- Task objective -
Go through the entries below and count the lines where "opened" occurs. Give nothing but that number.

□ □ □ □ □

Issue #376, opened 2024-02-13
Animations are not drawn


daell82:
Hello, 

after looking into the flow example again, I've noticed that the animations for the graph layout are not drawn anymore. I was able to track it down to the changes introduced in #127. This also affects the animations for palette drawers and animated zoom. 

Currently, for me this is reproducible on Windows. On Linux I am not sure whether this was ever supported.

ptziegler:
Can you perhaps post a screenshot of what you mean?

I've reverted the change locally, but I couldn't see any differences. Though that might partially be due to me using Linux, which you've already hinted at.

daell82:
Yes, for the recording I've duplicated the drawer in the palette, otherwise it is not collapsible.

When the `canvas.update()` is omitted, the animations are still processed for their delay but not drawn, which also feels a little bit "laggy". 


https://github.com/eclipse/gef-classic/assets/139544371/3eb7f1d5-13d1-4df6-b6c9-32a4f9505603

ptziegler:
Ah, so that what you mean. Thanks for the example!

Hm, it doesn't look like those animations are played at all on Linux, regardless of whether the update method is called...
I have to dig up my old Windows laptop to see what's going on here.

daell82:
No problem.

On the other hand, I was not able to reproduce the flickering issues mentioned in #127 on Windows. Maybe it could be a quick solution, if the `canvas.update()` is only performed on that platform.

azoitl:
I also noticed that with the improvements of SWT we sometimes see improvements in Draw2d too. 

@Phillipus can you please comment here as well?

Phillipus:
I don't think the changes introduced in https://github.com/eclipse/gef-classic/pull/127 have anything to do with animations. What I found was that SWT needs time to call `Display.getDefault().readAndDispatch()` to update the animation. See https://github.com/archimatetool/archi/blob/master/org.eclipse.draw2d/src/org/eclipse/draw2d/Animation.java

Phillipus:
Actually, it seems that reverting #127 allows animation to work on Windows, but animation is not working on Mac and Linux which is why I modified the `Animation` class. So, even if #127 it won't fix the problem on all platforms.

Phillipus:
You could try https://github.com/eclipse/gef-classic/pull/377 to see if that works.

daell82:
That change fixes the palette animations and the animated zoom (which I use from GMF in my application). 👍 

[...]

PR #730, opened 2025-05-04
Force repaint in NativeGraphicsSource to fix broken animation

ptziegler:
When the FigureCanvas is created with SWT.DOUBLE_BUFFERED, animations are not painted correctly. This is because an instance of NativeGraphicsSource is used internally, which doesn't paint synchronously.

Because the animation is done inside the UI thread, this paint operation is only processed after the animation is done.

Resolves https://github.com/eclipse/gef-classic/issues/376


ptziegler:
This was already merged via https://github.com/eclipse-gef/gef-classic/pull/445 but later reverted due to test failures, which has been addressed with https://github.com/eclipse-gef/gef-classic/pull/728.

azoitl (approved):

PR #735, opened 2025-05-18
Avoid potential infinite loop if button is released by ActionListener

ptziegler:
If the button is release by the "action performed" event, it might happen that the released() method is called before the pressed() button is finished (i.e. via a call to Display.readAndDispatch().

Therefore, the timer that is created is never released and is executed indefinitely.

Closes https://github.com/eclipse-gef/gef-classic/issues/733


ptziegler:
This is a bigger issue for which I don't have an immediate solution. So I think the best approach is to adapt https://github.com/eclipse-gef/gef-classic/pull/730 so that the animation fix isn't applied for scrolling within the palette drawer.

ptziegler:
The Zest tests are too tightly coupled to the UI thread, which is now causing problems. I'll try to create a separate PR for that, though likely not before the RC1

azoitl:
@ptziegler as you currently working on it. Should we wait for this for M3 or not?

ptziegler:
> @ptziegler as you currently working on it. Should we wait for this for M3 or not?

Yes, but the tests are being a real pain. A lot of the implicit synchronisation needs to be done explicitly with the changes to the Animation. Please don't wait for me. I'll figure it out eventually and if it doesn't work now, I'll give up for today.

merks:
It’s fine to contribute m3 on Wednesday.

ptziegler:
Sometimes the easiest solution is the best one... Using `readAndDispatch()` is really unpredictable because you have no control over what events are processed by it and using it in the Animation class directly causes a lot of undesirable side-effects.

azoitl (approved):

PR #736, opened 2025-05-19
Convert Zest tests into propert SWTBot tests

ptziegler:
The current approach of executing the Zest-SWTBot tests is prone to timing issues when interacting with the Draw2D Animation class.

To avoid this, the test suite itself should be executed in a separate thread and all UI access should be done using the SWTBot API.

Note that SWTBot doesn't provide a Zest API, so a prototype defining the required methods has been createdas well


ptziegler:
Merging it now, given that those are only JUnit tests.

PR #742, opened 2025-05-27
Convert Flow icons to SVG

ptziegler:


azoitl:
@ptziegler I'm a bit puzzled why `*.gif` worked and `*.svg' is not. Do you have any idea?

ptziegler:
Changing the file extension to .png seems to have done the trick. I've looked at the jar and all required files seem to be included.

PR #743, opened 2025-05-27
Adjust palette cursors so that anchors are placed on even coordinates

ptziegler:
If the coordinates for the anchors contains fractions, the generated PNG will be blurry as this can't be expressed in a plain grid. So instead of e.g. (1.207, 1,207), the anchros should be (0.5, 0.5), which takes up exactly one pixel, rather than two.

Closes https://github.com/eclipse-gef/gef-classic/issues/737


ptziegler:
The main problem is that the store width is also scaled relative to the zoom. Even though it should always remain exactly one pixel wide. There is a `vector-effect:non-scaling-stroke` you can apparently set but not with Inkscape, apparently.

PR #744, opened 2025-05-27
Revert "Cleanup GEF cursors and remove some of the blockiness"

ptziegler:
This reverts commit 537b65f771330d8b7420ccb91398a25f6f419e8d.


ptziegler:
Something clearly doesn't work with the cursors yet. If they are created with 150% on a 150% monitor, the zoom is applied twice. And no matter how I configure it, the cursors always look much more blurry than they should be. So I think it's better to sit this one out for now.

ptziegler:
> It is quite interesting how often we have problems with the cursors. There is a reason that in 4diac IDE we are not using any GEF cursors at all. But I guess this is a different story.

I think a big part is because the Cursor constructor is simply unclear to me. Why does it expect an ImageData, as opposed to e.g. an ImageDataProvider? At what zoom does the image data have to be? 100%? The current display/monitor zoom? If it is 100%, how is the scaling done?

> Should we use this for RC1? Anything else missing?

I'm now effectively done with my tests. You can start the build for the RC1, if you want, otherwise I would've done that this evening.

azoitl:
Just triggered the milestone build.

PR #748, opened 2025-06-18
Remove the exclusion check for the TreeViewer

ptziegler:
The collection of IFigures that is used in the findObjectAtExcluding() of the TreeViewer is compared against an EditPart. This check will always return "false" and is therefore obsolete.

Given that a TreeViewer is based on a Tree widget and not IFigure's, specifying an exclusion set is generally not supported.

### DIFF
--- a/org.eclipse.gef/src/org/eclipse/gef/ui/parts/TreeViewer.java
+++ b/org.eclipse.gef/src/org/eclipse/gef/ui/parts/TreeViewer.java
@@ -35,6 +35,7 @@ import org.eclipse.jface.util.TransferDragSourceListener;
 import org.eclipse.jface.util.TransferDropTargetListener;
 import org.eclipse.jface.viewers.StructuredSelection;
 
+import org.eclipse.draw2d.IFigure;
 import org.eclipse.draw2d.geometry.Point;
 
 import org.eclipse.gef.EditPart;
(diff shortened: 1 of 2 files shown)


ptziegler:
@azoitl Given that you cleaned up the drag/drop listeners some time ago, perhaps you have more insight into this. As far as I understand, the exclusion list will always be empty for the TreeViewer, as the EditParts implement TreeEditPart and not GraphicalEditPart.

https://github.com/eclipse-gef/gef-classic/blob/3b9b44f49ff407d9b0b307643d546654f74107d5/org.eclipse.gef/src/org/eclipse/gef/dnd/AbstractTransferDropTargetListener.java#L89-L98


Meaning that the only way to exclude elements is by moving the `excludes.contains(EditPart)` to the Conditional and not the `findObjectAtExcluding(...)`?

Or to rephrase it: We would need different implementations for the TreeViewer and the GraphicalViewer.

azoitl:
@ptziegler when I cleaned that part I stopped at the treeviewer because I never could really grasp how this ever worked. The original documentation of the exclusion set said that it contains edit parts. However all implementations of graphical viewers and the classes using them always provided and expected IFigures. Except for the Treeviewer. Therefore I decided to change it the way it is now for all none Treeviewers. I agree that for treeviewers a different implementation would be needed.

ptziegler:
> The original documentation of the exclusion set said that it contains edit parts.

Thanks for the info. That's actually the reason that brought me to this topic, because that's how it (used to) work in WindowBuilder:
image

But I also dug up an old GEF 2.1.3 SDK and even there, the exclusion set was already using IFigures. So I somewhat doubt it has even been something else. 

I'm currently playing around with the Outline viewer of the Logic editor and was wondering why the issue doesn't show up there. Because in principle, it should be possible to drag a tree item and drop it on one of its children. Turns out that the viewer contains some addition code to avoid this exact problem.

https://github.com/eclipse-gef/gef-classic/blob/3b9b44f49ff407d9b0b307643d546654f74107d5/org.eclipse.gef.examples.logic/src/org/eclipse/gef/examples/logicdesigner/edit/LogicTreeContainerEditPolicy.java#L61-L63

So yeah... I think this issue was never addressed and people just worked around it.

□ □ □ □ □

- The completed task -
8